Installation
Install
npm install @sigx/server-renderer
Dependency
The only runtime dependency is sigx, the host framework. It is declared as a
regular dependency, so installing @sigx/server-renderer pulls sigx in
automatically — there is no separate install step and no peer dependency to add.
The package is ESM-only ("type": "module", no CommonJS build). Use it from
an ESM project or bundler.
Subpath imports
@sigx/server-renderer ships three tree-shakeable entry points (all with
sideEffects: false). Import from the right one so a browser bundle never pulls
in Node code:
| Import path | Use it for | Notes |
|---|---|---|
@sigx/server-renderer | useHead, createSSR, shared types | Universal — re-exports everything plus head + plugin system |
@sigx/server-renderer/server | renderToString, renderToStream, renderToNodeStream | Node-only render APIs |
@sigx/server-renderer/client | hydrate, ssrClientPlugin, plugin hooks | Browser-only hydration |
A typical app uses all three across its entry files:
// entry-server.tsx
import { renderToNodeStream } from '@sigx/server-renderer/server';
// entry-client.tsx
import { ssrClientPlugin } from '@sigx/server-renderer/client';
// any component
import { useHead } from '@sigx/server-renderer';
renderToNodeStream and renderToStreamWithCallbacks are exported only from
/server, not from the main entry. Hydration internals (hydrate, hydrateNode,
registerClientPlugin, …) are exported only from /client.
Import side effects
Importing the package runs one-time setup automatically: it augments the SSR
directive types and calls initDirectivesForSSR(), which patches getSSRProps
onto built-in directives such as show so they serialize correctly during SSR.

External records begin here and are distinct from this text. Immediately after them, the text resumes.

PR #8173, opened 2021-01-23
Update EditorConfig to use tagged releases

sindresorhus:


braver:
Branch based releases are deprecated. Now would be a good time to switch to tagged releases.

sindresorhus:
I prefer to keep using branch releases. I don't foresee many updates for any of these.

braver:
Well deprecated here means you will not be able to do branch based releases at some point in the future. We’re not going to accept changes to different branches. If you don’t expect many updates, certainly creating a single tag is also not that big of a problem.

sindresorhus:
Done

braver:
🙏🏻

PR #8174, opened 2021-01-23
Add syntax mode to colour the CMHG used for building modules in RISC OS.

gerph:
RISC OS CMHG files are descriptions of the header that will be created
for modules written in C. They are a core part of the development
environment used by RISC OS.

### DIFF
--- a/repository/r.json
+++ b/repository/r.json
@@ -1584,6 +1584,17 @@
 			]
 		},
 		{
+			"name": "RISC OS CMHG Syntax",
+			"details": "https://github.com/gerph/sublimetext-riscoscmhg-syntax",
+			"labels": ["syntax"],
+			"releases": [
+				{
+					"sublime_text": ">=3092",
+					"tags": true
+				}
+			]
+		},
+		{
 			"name": "RISC OS Command Syntax",
 			"details": "https://github.com/gerph/sublimetext-riscoscommand-syntax",
 			"labels": ["syntax"],


braver:
Wouldn't it be nicer to have a single RISC OS syntax package that has all of these syntaxes? Now it feels like a RISC OS users would need to hunt down several packages to get all the highlighting.

gerph:
That's a pretty reasonable question and the reason that I didn't do it that way was that I'd already created the Commands syntax, and at that time didn't want to make it a generic 'RISC OS' syntax because it wasn't, and when I created this one I didn't want to go around renaming the old package or creating a new one that was a superset. There's also the fact that I'm (possibly) not the only person that would create syntax modes for RISC OS, so creating a single package that had the name (say) 'RISC OS Syntaxes' would be presumptuous - and untrue, because it would only be a small sampling of them that I felt were useful. Additionally, having choice where users can decide which syntaxes they wish to install is better - if someone doesn't want/need a given syntax, they don't.

So that's kinda my reason why I've done it this way.

The RISC OS Commands module is akin to a bash or DOS shell syntax mode, whereas the CMHG mode doesn't really have an equivalent; it's a description of how you build a given module and it's metadata. I guess you might, if you were generous, describe it as similar to the package metadata for debian packages. It's probably closer to the definition of DLL in Windows, which I vaguely remember.

Would you want to put those metadata syntaxes in the same package as bash or DOS? They're quite different purposes, and aimed at different types of users.

I can see the argument for putting them into the same package, more so when I get around to submitting the BBC BASIC syntax mode later (except of course BBC BASIC isn't specific to RISC OS).

As for 'hunting them down', you'd type in 'RISC OS' in package control's installation or search boxes, and it'd find them so that's less of a concern I think. The search tools somewhat make that issue unimportant :-)

So on balance, I think it's better to have them separate and allow the users the option. For the sake of (at the present time) 2 packages for a system, when there are 10s of packages for Python (to take an example of a language that has many packages for related operations), I don't think there's really that much benefit in merging them.

braver:
Well thank you for really considering my question and answering it so completely. I guess my question is partly fueled my unfamiliarity and now I can see how you would want to keep them separate. So, let's ship this thing!

gerph:
Thank you for understanding.

It's nice to be able to explain and justify a reasoning, even to myself. And especially useful to have the assumptions questioned by someone outside my experience who has the bigger picture of ST in mind. Thank you :-)

braver:
That’s what we’re here for ;) 😄

PR #8175, opened 2021-01-23
Add "devnotes" package

devon-badman:
The core of this package is that it allows you to link between different notes files. These links can be in comments in your code or in other notes files.

My plan is to expand functionality to include syntax and autocompletion, but it currently works as is with existing implementations of these such as [Notes](https://packagecontrol.io/packages/Notes)

### DIFF
--- a/repository/d.json
+++ b/repository/d.json
@@ -703,6 +703,17 @@
 			]
 		},
 		{
+			"name": "devnotes",
+			"details": "https://github.com/devon-badman/devnotes",
+			"labels": ["notes", "links"],
+			"releases": [
+				{
+					"sublime_text": "*",
+					"tags": true
+				}
+			]
+		},
+		{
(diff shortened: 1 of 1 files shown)


braver:
Sorry for not getting around to reviewing this earlier. I guess I don't really understand the utility here, why and or how one would use it. The README doesn't clarify that for me. In any case, I have some questions.
Can you explain why this should exist as something outside of those other packages that already provide rich note taking features? It looks like you might want to propose this as a new feature in those packages.
What does a link to a note look like, especially in non-note files? Since the notes are linked to each other (?) and to code, wouldn't it make sense to always store them relative to a project root and not a hard absolute path? 
You now demand an extension, while sometimes notes are stored without extension. Also, why not simply work with file paths that you don't need to add extensions to?

braver:
Please respond to the questions to continue this review.

PR #8176, opened 2021-01-23
Update Autoprefixer to use tagged releases

sindresorhus:


braver:
Please see my feedback here: https://github.com/wbond/package_control_channel/pull/8173

braver:
Thanks!

PR #8179, opened 2021-01-25
Add TinyCodeCounter

gkpotter:
Add TinyCode Counter

### DIFF
--- a/repository/t.json
+++ b/repository/t.json
@@ -2340,6 +2340,18 @@
 			]
 		},
 		{
+			"name": "TinyCodeCounter",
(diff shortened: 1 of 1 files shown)


braver:
To make it easier for users to find the settings for your package, please make a [main menu entry](https://github.com/SublimeLinter/SublimeLinter/blob/master/Main.sublime-menu#L16) and perhaps also an addition to the [command palette](https://github.com/SublimeLinter/SublimeLinter/blob/master/Default.sublime-commands#L38).

gkpotter:
Just added both! I really appreciated the links.

braver:
Excellent!

PR #8180, opened 2021-01-26
Added Frequency Package

krishraghuram:
This package adds a command that allows user to count frequency of each line in the current document.

For example, running the command on,

```
foo
foo
foo
bar
bar
```

will open a new scratch file with the content,

```
{
    "bar": 2, 
    "foo": 3
}
```
I'm also planning to add more features in future (sorted output, word frequency, arbitrary separators(for csv/tsv), output format choice between csv/json etc.)

### DIFF
--- a/repository/f.json
+++ b/repository/f.json
@@ -1692,6 +1692,16 @@
 			]
 		},
 		{
+			"name": "Frequency",
+			"details": "https://github.com/krishraghuram/SublimeFrequency",
+			"releases": [
+				{
+					"sublime_text": "*",
+					"tags": true
+				}
+			]
+		},
+		{
 			"name": "Freya",
 			"details": "https://github.com/mistydemeo/sublime_freya",
 			"releases": [


Ultra-Instinct-05:
Just a heads up. This
https://github.com/krishraghuram/SublimeFrequency/blob/master/SublimeFrequency.py#L47
will work in ST3, but from ST4 onwards, the `JSON.sublime-syntax` is moved to it's own folder in the `Default` repo. It will be `JSON/JSON.sublime-syntax`.

Ultra-Instinct-05:
> Now I haven't tested my extension for ST2. Also, I just recently got to know about the existence of ST4, and haven't tested on that either. I'm thinking of adding support for ST4 later...

Yeah, I meant you don't have to worry now, but it's something to keep in mind.

> insert does not work with newlines...

I see, now. I am not aware how to ignore to achieve that with `insert` so I guess a dummy `insert` command was needed.

krishraghuram:
Hi, do I have to do anything else for this to be approved/merged :)

krishraghuram:
Kind request for someone to take a look at this PR :)

krishraghuram:
@braver would you be able to merge this PR, or let me know what needs change?

braver:
> How can I specify that this is currently only for ST3 (and not ST2 or ST4)

You can simply ignore ST2, nobody uses that and most packages have dropped support for it without updating their package control entry. So just say < 4000 if you don't want to support ST4. I'm pretty sure there is a syntax to say "between 3000 and 400" but can't find an example right now. 

But you're overthinking it. ST4 is almost completely backwards compatible, and since it's not officially out yet you don't really need to think about your support for it. If for some reason your package doesn't work in ST4 you can always do something about it later. So for now just tag a 1.0.0 and set your entry here to "tags: true". A simple package like yours shouldn't have to worry about all this.

I'm not sure why you're including a packages.json file in your repo? It's not needed for local development, and definitely when distributing through package control.

krishraghuram:
> So for now just tag a 1.0.0 and set your entry here to "tags: true". A simple package like yours shouldn't have to worry about all this.

Done :)

> I'm not sure why you're including a packages.json file in your repo? It's not needed for local development, and definitely when distributing through package control.

I made a mistake while reading https://packagecontrol.io/docs/submitting_a_package and added this file. Removed it now.

braver:
Cool, let's ship this thing! ⛵

PR #8182, opened 2021-01-29
add AMPscript Syntax Highlighter

wvpv:
I'd like to submit my own AMPscript syntax highlighter mainly because the others in the repository have not been updated in years and are incomplete.  My version is completely new, written based on my work co-authoring [The AMPscript Guide](https://ampscript.guide).  Thanks for your consideration!

### DIFF
--- a/repository/a.json
+++ b/repository/a.json
@@ -802,18 +802,8 @@
 			]
 		},
 		{
-			"name": "AmpScript Highlighter",
-			"details": "https://github.com/seanja/ampscript-st2",
-			"labels": ["language syntax"],
-			"releases": [
-				{
-					"sublime_text": "*",
-					"branch": "master"
-				}
-			]
-		},
-		{
 			"name": "AMPscript Syntax Highlighter",
+			"previous_names": ["AmpScript Highlighter"],
 			"details": "https://github.com/wvpv/ampscript-syntax-highlighter",
 			"labels": ["language syntax"],
 			"releases": [
@@ -822,7 +812,8 @@
 					"tags": true
 				}
 			]
-		},		{
+		},
+		{
 			"name": "AmxxEditor",
 			"details": "https://github.com/evandrocoan/AmxxEditor",
 			"labels": ["autocompletion", "auto-complete", "amxmodx", "amx mod x", "amxx", "pawn", "build system"],
--- a/repository/a.json
+++ b/repository/a.json
@@ -819,7 +819,7 @@
 			"releases": [
 				{
 					"sublime_text": "*",
-					"branch": "master"
+					"tags": true
 				}
 			]
 		},		{
--- a/repository/a.json
+++ b/repository/a.json
@@ -792,18 +792,6 @@
 			]
 		},
 		{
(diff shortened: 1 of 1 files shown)


braver:
You're right, the existing packages seem outdated. Instead of adding a third, I would prefer replacing one of them. Either is fine I guess, maybe this is the best candidate: https://packagecontrol.io/packages/AmpScript%20Highlighter

Could you try opening a PR on either of the existing repositories? Best case scenario would be for your contribution to be merged. Maybe you could become the new maintainer of the existing repo. If all of that fails (let's give the attempt a week or two) we can replace an entry with your repo. That would move all existing users over to the new an better package, and keeps the ecosystem clean.

wvpv:
I can do that.  I've reached out to SeanJA with a pull request.  I'll report back if he responds.  Thank you!

wvpv:
It's been two weeks and I have received no response from SeanJA regarding my pull request.

braver:
@SeanJA we would like to update your ampscript syntax highlighting package for Sublime Text. Or failing that we intend to replace your package with something new. Please respond to this PR to let us know how you would prefer we handle this, or whether you object to having your package replaced.

braver:
@wvpv if we don’t get a response here either, I think the best thing to do is to replace the existing package with yours. We need to give the original author a week or two again though.

wvpv:
@braver It's been a couple of weeks.  What's next?

braver:
The most simple approach is to simply [replace the details](https://github.com/wbond/package_control_channel/pull/8194/files) of the existing entry to point at your repo. Make sure the latest release in your repo is newer than the old one. That will ensure package control will pick up on the change and propagate it to all users.

wvpv:
Everything's up-to-date in my repo: https://github.com/wvpv/ampscript-syntax-highlighter

wvpv:
So I need to remove my entry in a.json and update the git URL on "AmpScript Highlighter"?

braver:
Just to make sure everything works correctly, you might want to tag a higher version than the [1.0.3](https://github.com/SeanJA/ampscript-st2/releases/tag/v1.0.3) that the original repo is at.

> So I need to remove my entry in a.json and update the git URL on "AmpScript Highlighter"?

Exactly. And also change it from branch based releases to tags.

wvpv:
Can I adjust the title as part of my updates or does it need to stay "Ampscript Highlighter"?

braver:
You can, but the name acts as a key or identifier of the package. So to handle the rename properly you need to provide the old name in via ["previous_names"](https://packagecontrol.io/docs/renaming_a_package#Step_3). This will ensure all existing users are transparently moved over to the new package with the new name.

wvpv:
Alright, I think I did the right thing.

braver:
Jep, looks good 👍🏻

SeanJA:
Whoops... not abandoned, just not really using it anymore so I wasn't paying attention

SeanJA:
Should probably also consider kicking the other one out of the package thing though, it was in worse shape than mine

PR #8183, opened 2021-01-30
Add BBC BASIC syntax mode.

gerph:
BBC BASIC syntax mode is intended for use with the variants of BBC BASIC,
although it is specific to the BASIC V/VI variants.

It should work with...

  * BASIC versions up to 4 for the Electron, BBC Micro and BBC Master
    series (a subset of the keywords available in the syntax),
    usable with https://bbcmic.ro/
  * BBC BASIC for RISC OS.
  * Brandy BASIC (and variants such as Matrix Brandy Basic)
  * BBC BASIC for Windows (with some differences as its syntax has
    been extended).

### DIFF
--- a/repository/b.json
+++ b/repository/b.json
@@ -268,6 +268,17 @@
 			]
 		},
 		{
+			"name": "BBC BASIC Syntax",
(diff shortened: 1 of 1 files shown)


braver:
Looks good, thanks!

You do not need to call anything to enable this.
Build / Vite wiring
No special Vite config is required to consume the package — the standard
SignalX JSX/Vite setup for your host app applies. The package's own build/dev
tooling uses @sigx/vite and vite, but those are declared as dev dependencies
and are not needed by consumers.
There is no CLI or bin — the package is a library you import.